__ABOUT THIS TASK__. Within the entries below, the lines from the one with "PR #2025, opened 2023-10-24" through the one with "(diff shortened: 1 of 2 files shown)" are to be set down exactly, both ends kept.

__INFORMATION PROVIDED__.
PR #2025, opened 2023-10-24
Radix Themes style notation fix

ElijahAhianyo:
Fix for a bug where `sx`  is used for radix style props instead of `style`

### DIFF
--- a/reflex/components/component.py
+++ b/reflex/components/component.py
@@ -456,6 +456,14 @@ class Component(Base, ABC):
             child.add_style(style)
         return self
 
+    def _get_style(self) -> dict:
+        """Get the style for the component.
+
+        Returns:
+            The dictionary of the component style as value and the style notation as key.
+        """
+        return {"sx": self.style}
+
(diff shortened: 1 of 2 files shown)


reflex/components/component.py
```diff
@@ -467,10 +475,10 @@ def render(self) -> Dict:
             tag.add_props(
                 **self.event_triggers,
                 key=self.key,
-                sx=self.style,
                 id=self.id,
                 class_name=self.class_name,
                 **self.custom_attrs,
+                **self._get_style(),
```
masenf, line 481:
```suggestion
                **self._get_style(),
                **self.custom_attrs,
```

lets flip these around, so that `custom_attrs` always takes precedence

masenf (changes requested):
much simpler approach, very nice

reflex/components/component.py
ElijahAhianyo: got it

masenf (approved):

* * *

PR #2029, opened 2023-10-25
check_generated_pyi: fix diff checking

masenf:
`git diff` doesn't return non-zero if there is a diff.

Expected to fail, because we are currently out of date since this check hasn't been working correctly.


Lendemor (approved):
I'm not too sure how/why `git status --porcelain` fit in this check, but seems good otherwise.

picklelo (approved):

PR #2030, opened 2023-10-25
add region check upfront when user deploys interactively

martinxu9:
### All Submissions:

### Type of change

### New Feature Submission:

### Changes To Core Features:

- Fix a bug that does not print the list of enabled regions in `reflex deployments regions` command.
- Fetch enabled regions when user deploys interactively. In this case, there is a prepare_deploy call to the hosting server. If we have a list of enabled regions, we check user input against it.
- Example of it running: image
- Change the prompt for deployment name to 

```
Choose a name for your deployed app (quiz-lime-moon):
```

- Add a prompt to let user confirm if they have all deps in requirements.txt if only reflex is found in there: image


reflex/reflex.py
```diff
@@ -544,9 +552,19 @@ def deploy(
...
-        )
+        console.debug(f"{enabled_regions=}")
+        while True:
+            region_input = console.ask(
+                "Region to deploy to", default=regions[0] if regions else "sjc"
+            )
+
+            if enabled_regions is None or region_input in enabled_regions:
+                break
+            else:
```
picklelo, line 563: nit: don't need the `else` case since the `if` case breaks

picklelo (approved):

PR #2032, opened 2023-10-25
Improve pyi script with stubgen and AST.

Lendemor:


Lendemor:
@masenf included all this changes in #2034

--

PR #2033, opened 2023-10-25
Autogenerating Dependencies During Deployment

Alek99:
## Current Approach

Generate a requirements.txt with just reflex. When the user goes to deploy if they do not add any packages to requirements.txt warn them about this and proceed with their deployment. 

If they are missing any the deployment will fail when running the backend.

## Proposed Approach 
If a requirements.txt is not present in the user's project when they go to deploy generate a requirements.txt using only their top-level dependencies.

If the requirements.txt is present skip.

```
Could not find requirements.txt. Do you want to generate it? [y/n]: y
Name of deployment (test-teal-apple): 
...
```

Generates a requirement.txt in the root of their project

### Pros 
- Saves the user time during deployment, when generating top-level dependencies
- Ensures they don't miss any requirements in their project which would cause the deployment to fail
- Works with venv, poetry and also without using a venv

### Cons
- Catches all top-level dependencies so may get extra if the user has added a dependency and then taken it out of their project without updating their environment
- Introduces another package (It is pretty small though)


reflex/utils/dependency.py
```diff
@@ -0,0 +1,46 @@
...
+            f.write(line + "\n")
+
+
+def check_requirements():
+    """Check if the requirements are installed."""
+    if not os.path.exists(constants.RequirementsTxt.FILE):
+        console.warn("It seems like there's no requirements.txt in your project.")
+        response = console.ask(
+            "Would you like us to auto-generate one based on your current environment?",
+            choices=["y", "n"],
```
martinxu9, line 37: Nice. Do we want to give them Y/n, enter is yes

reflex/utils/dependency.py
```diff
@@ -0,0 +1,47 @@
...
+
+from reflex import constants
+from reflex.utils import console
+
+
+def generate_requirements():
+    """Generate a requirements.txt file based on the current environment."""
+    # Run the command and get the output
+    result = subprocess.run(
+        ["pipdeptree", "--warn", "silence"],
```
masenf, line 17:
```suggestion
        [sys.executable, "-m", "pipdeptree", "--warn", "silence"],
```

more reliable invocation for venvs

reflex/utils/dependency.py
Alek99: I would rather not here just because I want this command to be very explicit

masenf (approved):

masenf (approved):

__TASK ANSWER__.
PR #2025, opened 2023-10-24
Radix Themes style notation fix

ElijahAhianyo:
Fix for a bug where `sx`  is used for radix style props instead of `style`

### DIFF
--- a/reflex/components/component.py
+++ b/reflex/components/component.py
@@ -456,6 +456,14 @@ class Component(Base, ABC):
             child.add_style(style)
         return self
 
+    def _get_style(self) -> dict:
+        """Get the style for the component.
+
+        Returns:
+            The dictionary of the component style as value and the style notation as key.
+        """
+        return {"sx": self.style}
+
(diff shortened: 1 of 2 files shown)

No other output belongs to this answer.